--- Extracted entries ---
PR #368, opened 2025-03-24
[SL-UP] Adding app event for the LCD update

chirag-silabs:
#### Testing

Deadlock was observed when the LCD is reading any attributes which needs a lock and unlock chipstack, in some of the places the LCD update was called from the chip task which caused a deadlock.

Adding a LCD application event, which will post the event to the application for the LCD update. 

This was found during the debugging of the issue: https://jira.silabs.com/browse/MATTER-4709

Tested locally with 917 SoC and NCP, all the LCD screen updates.

### DIFF
--- a/examples/air-quality-sensor-app/silabs/include/AppEvent.h
+++ b/examples/air-quality-sensor-app/silabs/include/AppEvent.h
@@ -19,6 +19,9 @@
 
 #pragma once
 #include <cstdint>
+#ifdef DISPLAY_ENABLED
+#include "lcd.h"
+#endif
 
 struct AppEvent;
 typedef void (*EventHandler)(AppEvent *);
@@ -41,6 +44,12 @@ struct AppEvent
         {
             uint8_t Action;
         } ButtonEvent;
+#ifdef DISPLAY_ENABLED
+        struct
+        {
+            SilabsLCD::Screen_e screen;
+        } LCDEvent;
+#endif
         struct
         {
             void * Context;
--- a/examples/air-quality-sensor-app/silabs/include/AppEvent.h
+++ b/examples/air-quality-sensor-app/silabs/include/AppEvent.h
@@ -31,6 +31,7 @@ struct AppEvent
     enum AppEventTypes
     {
         kEventType_Button = 0,
+        kEventType_LCD,
         kEventType_Timer,
         kEventType_AirQualitySensor,
         kEventType_Install,
--- a/examples/lighting-app/silabs/include/AppEvent.h
+++ b/examples/lighting-app/silabs/include/AppEvent.h
@@ -27,6 +27,7 @@ struct AppEvent
     enum AppEventTypes
     {
         kEventType_Button = 0,
+        kEventType_LCD,
         kEventType_Timer,
         kEventType_Light,
         kEventType_Install,
--- a/examples/lighting-app/silabs/include/AppEvent.h
+++ b/examples/lighting-app/silabs/include/AppEvent.h
@@ -22,6 +22,7 @@
 #ifdef DISPLAY_ENABLED
 #include "lcd.h"
 #endif
+
 struct AppEvent;
 typedef void (*EventHandler)(AppEvent *);
 
--- a/examples/lighting-app/silabs/include/AppEvent.h
+++ b/examples/lighting-app/silabs/include/AppEvent.h
@@ -41,6 +41,12 @@ struct AppEvent
         {
             uint8_t Action;
         } ButtonEvent;
+#ifdef DISPLAY_ENABLED
+        struct
+        {
+            void * screen;
+        } LCDEvent;
+#endif
         struct
         {
             void * Context;
--- a/examples/lighting-app/silabs/include/AppEvent.h
+++ b/examples/lighting-app/silabs/include/AppEvent.h
@@ -19,6 +19,9 @@
 
 #pragma once
 
+#ifdef DISPLAY_ENABLED
+#include "lcd.h"
+#endif
 struct AppEvent;
 typedef void (*EventHandler)(AppEvent *);
 
@@ -44,7 +47,7 @@ struct AppEvent
 #ifdef DISPLAY_ENABLED
         struct
         {
-            void * screen;
+            SilabsLCD::Screen_e screen;
         } LCDEvent;
 #endif
         struct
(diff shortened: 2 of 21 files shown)


examples/platform/silabs/BaseApplication.cpp
```diff
@@ -251,7 +251,10 @@ void BaseApplicationDelegate::OnCommissioningWindowClosed()
         SilabsLCD::Screen_e screen;
         slLCD.GetScreen(screen);
         VerifyOrReturn(screen == SilabsLCD::Screen_e::QRCodeScreen);
-        slLCD.SetScreen(SilabsLCD::Screen_e::DemoScreen);
```
jmartinez-silabs, line 254: Should this line be deleted? How is this done now I don't see it

examples/platform/silabs/BaseApplication.cpp
```diff
@@ -935,8 +941,10 @@ void BaseApplication::OnPlatformEvent(const ChipDeviceEvent * event, intptr_t)
         // Update the LCD screen with SSID and connected state
         if (screen == SilabsLCD::Screen_e::StatusScreen)
         {
-            BaseApplication::UpdateLCDStatusScreen(false);
-            AppTask::GetLCD().SetScreen(screen);
```
jmartinez-silabs, line 939: Again where is the SetScreen done now?

examples/platform/silabs/BaseApplication.cpp
```diff
@@ -935,8 +941,10 @@ void BaseApplication::OnPlatformEvent(const ChipDeviceEvent * event, intptr_t)
...
+            AppEvent event;
+            event.Type    = AppEvent::kEventType_LCD;
+            event.Handler = AppTask::GetAppTask().UpdateDisplayHandler;
+            PostEvent(&event);
```
jmartinez-silabs, line 947: Should we do a `PostUpdateDisplayEvent() `function if we repeat it a few times

examples/platform/silabs/BaseApplication.cpp
chirag-silabs: Adding a variable to pass with the AppEvent, the SetScreen is done a part of the UpdateDisplay-> cycle screen

chirag-silabs: check, whether we got any data if it is nullptr cycle screen

examples/platform/silabs/BaseApplication.cpp
chirag-silabs: Passing the screen as a data in the app event

examples/platform/silabs/BaseApplication.cpp
chirag-silabs: The point if an function is introduced the event data can not be futhur changed so it would be better in my opinion to post it as it is, since this way we can pass the required event data if needed.

examples/lighting-app/silabs/include/AppEvent.h
```diff
@@ -40,6 +41,12 @@ struct AppEvent
         {
             uint8_t Action;
         } ButtonEvent;
+#ifdef DISPLAY_ENABLED
+        struct
+        {
+            void * screen;
```
jmartinez-silabs, line 47: Why is this a void pointer?

examples/platform/silabs/BaseApplication.cpp
```diff
@@ -251,7 +251,11 @@ void BaseApplicationDelegate::OnCommissioningWindowClosed()
         SilabsLCD::Screen_e screen;
         slLCD.GetScreen(screen);
         VerifyOrReturn(screen == SilabsLCD::Screen_e::QRCodeScreen);
-        slLCD.SetScreen(SilabsLCD::Screen_e::DemoScreen);
+        AppEvent event;
+        event.Type            = AppEvent::kEventType_LCD;
+        event.LCDEvent.screen = reinterpret_cast<void *>(static_cast<uintptr_t>(SilabsLCD::Screen_e::DemoScreen));
```
jmartinez-silabs, line 256: Why don't we use the Screen_e enum type here rather than all those casting?

examples/platform/silabs/display/lcd.h
```diff
@@ -40,6 +40,7 @@ class SilabsLCD
         QRCodeScreen,
 #endif
         InvalidScreen,
+        CycleScreen,
```
jmartinez-silabs, line 43: InvalidScreen should be the last entry of the enum

examples/platform/silabs/BaseApplication.cpp
jmartinez-silabs: I am not sure if I understood exactly what you meant, but from my code review, we would just have to pass as a argument to this postLcdUpdateEvent the Screen_e enum value

chirag-silabs: Added the PostUpdateDisplayEvent

examples/lighting-app/silabs/include/AppEvent.h
chirag-silabs: moved the type to Screen_e

examples/platform/silabs/BaseApplication.cpp
chirag-silabs: done

examples/platform/silabs/display/lcd.h
chirag-silabs: Done

jmartinez-silabs:
This requires an SL-UP tag/prefix

EtienneCampeauSilabs:
Please add the required description. This PR description is not explaining the reason for the change and the Testing description is missing details.

chirag-silabs:
> Please add the required description. This PR description is not explaining the reason for the change and the Testing description is missing details.

Sorry, forgot to add. It was created a draft PR so missed to update the description back, before posting it for a review

examples/air-quality-sensor-app/silabs/include/AppEvent.h
```diff
@@ -19,6 +19,9 @@
 
 #pragma once
 #include <cstdint>
+#ifdef DISPLAY_ENABLED
+#include "lcd.h"
+#endif
 
 struct AppEvent;
```
jmartinez-silabs, line 26: This change in AppEvent.h for all apps makes me realize that there are duplications and that we should have a base AppEvent Struct. Each app should inherit the base AppEvent and add the particularity after the inheritance.

I'm not sure how/where this would be defined but we could reduce this duplication in all apps headers

chirag-silabs: yes, I have already planned to add this in CSA, since it is just a patch release don't want to add any new files. I can add the same changes here as well if needed.

jmartinez-silabs (approved):

arun-silabs (approved):

PR #377, opened 2025-03-27
[SL-UP] Adding the Custom UI for the window app

chirag-silabs:
#### Description
The window app QR code doesn't exists hence once commissioning is done the LCD display shows, no image found.
Adding the window app LCD display as a custom UI so the LCD is updated based on the UI.

JIRA: https://jira.silabs.com/browse/MATTER-4792 (image attached)

#### Testing
Tested getting the window screen after commissioning

**Note:** Noticed that there is no cycle screen present, hence the permanent fix would be adding and verifying all the btn changes and update display. On btn click as well LCD update is not happening as expected.
 Will be creating a ticket to fix this.

### DIFF
--- a/examples/window-app/silabs/src/WindowManager.cpp
+++ b/examples/window-app/silabs/src/WindowManager.cpp
@@ -171,7 +171,9 @@ void WindowManager::DispatchEventAttributeChange(chip::EndpointId endpoint, chip
     case Attributes::CurrentPositionLiftPercent100ths::Id:
     case Attributes::CurrentPositionTiltPercent100ths::Id:
         UpdateLED();
+#ifdef DISPLAY_ENABLED
         UpdateLCD();
+#endif // DISPLAY_ENABLED
         break;
     default:
         break;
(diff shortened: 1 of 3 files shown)


chirag-silabs:
Same here, this PR was also closed. Hence reopening

examples/window-app/silabs/src/WindowManager.cpp
```diff
@@ -632,10 +634,15 @@ void WindowManager::UpdateLED()
     }
 }
 
+#ifdef DISPLAY_ENABLED
+void WindowManager::DrawUI(GLIB_Context_t * glibContext)
```
senthilku, line 638: What is the use of **glibContext** param?

chirag-silabs: the callback needs it

Sarthak-Shaha (approved):

jmartinez-silabs (approved):

PR #385, opened 2025-03-31
[SL-UP] Brd4357a config changes fix

arun-silabs:
#### Description

For 917NCP boards, we need to generate separate binaries for BRD4346a and BRD4357a boards due to config changes between both the boards. Added the required config changes for BRD4357a under the respective macros

#### Testing
Tested the build and functionality of 917NCP boards locally.


src/platform/silabs/wifi/SiWx/WifiInterface.cpp
```diff
@@ -112,11 +112,11 @@ sl_wifi_security_t security = SL_WIFI_SECURITY_UNKNOWN;
 
 // TODO : Temporary work-around for wifi-init failure in 917NCP ACX module board(BRD4357A). Can be removed after
 // Wiseconnect fixes region code for all ACX module boards.
-#ifdef EXP_BOARD
+#ifdef ACX_MODULE_BOARD
 #define REGION_CODE IGNORE_REGION
 #else
 #define REGION_CODE US
-#endif // EXP_BOARD
+#endif // ACX_MODULE_BOARD
```
mkardous-silabs, line 119: I was under the impression that this would be fixed by the Wi-Fi SDK. Why do we still need this?

src/platform/silabs/rs911x/rsi_ble_config.h
```diff
@@ -281,15 +281,20 @@ extern "C" {
 #define FRONT_END_SWITCH_CTRL SL_SI91X_EXT_FEAT_FRONT_END_SWITCH_PINS_ULP_GPIO_4_5_0
 #endif
 
+#if (USE_BYPASS_CLOCK == 1)
+#define SL_SI91X_CLK SL_SI91X_EXT_FEAT_XTAL_CLK_ENABLE(2)
+#else
+#define SL_SI91X_CLK SL_SI91X_EXT_FEAT_XTAL_CLK_ENABLE(1)
+#endif
```
mkardous-silabs, line 288: There are already seems to be defines to do this in the Wi-Fi SDK, `SL_SI91X_EXT_FEAT_XTAL_CLK`, why do we need to have these defines in the Matter SDK?

src/platform/silabs/wifi/SiWx/WifiInterface.cpp
arun-silabs: This is fixed for 917SOC, yet to be fixed for 917NCP.

src/platform/silabs/rs911x/rsi_ble_config.h
arun-silabs: Added `SL_SI91X_CLK` to add the clock configuration in custom feature bitmap (Line 293). We should add SL_SI91X_EXT_FEAT_XTAL_CLK(1) or  SL_SI91X_EXT_FEAT_XTAL_CLK(2) as per our requirement.

src/platform/silabs/wifi/SiWx/WifiInterface.cpp
mkardous-silabs: Did they provide a reason why it was not fixed?

src/platform/silabs/rs911x/rsi_ble_config.h
mkardous-silabs: The goal of the comment is to avoid adding NCP specific configurations that would force to specify which NCP is being built.

The proposed change require changes to how the NCP are built which we should try to avoid as much as possible.

src/platform/silabs/wifi/SiWx/WifiInterface.cpp
arun-silabs: While building an application for 917NCP, the board name of the NCP carrier board will not be used, the project will be built using the efr32 board name (brd4186c or brd4187c). Due to this, an additional define for BRD4357a is not being added. 
In 917SOC, a component with board name is getting added which allows to differentiate between radio and module boards, where as this is still not done for 917NCP.

mkardous-silabs: Thank you for the background! Do we plan on supporting the NCP module in GN builds?

src/platform/silabs/rs911x/rsi_ble_config.h
mkardous-silabs: https://github.com/SiliconLabsSoftware/matter_sdk/pull/385#discussion_r2021589697 Answers the question as too why this is necessary.

src/platform/silabs/wifi/SiWx/WifiInterface.cpp
arun-silabs: Yes, will raise a PR in CSA to add a new gn build argument while building for BRD4357a NCP board

chirag-silabs (approved):

src/platform/silabs/wifi/SiWx/WifiInterface.cpp
arun-silabs: pushed the required changes for building with GN system as well.

jmartinez-silabs (approved):

mkardous-silabs:
Please don't merge the PR - would like to review

scripts/examples/gn_silabs_example.sh
```diff
@@ -203,6 +205,10 @@ else
                 shift
                 shift
                 ;;
+            --brd4357a)
+                optArgs+="use_brd4357a=true "
+                shift
+                ;;
```
mkardous-silabs, line 211: A different approach could be to change the `--wifi SiWx917` with `--wifi brd4357a` (and the non module board as well).

arun-silabs: Using `--wifi SiWx917` makes it clear that a 917 WiFi project is being built. While we can add `brd4346a` and `brd4357a` as parameters, they don't explicitly indicate that it's a 917 WiFi project unless the user is familiar with the 917NCP board names.

Additionally, if a new 917NCP radio board is introduced that doesn't require config changes, the script would need to be updated. Using `--wifi SiWx917` avoids this issue and improves clarity.

Please let me know if we should go ahead and change the --wifi argument

jmartinez-silabs: @arun-silabs 
> they don't explicitly indicate that it's a 917 WiFi project unless the user is familiar with the 917NCP board names.

That is not any different from the main board argument, which has always been BRDXXXX, and the user is supposed to know what that BRDXXXX is.

I personally like the concept proposed by @mkardous-silabs. I think it could be expanded upon. 
We could create --ncp or --rcp or something alike and pass the extension board in an argument. That would be useful for any wireless co-processor we would want to add.

In silabs_board, we would declare an argument `ncp_board` and add the logic through the gn files with that.

chirag-silabs: @arun-silabs maybe just have --wifi "module/non_module" you can come up with the name will be better

like --wifi SiWx917 and --wifi SiWx917_module for the module board. Will not prefer using the board name directly since any other boards comes in future release an addition parameter option will be needed where it can use the module/non-module board directly

arun-silabs: okay..
@mkardous-silabs @jmartinez-silabs , should we go ahead with `--wifi SiWx917` and `--wifi SiWx917_module`

mkardous-silabs: I'm not sure I agree with this approach. This keeps the hardcoded nature of only allowing wifi rpc modules which might not always be the case.

Like Junior said, the concept of BRDXXXX is already what we use for building boards in general so using the same concept for NCPs make sense.

I think the better approach is to change the --wifi logic to --rcp BRDXXXX which configure gn arg, use_x_ncp (or some version of that) which in the .gn/.gni configures the correct elements.

That being said, I am ok with this being an SL-TEMP due to the release timeline and refactor the build argument when upstreaming the changes to CSA.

--- Task prompt ---
Looking at the records above, which lines contain "where"? Copy those lines.

--- Response to this task ---
jmartinez-silabs, line 939: Again where is the SetScreen done now?
I'm not sure how/where this would be defined but we could reduce this duplication in all apps headers
In 917SOC, a component with board name is getting added which allows to differentiate between radio and module boards, where as this is still not done for 917NCP.
like --wifi SiWx917 and --wifi SiWx917_module for the module board. Will not prefer using the board name directly since any other boards comes in future release an addition parameter option will be needed where it can use the module/non-module board directly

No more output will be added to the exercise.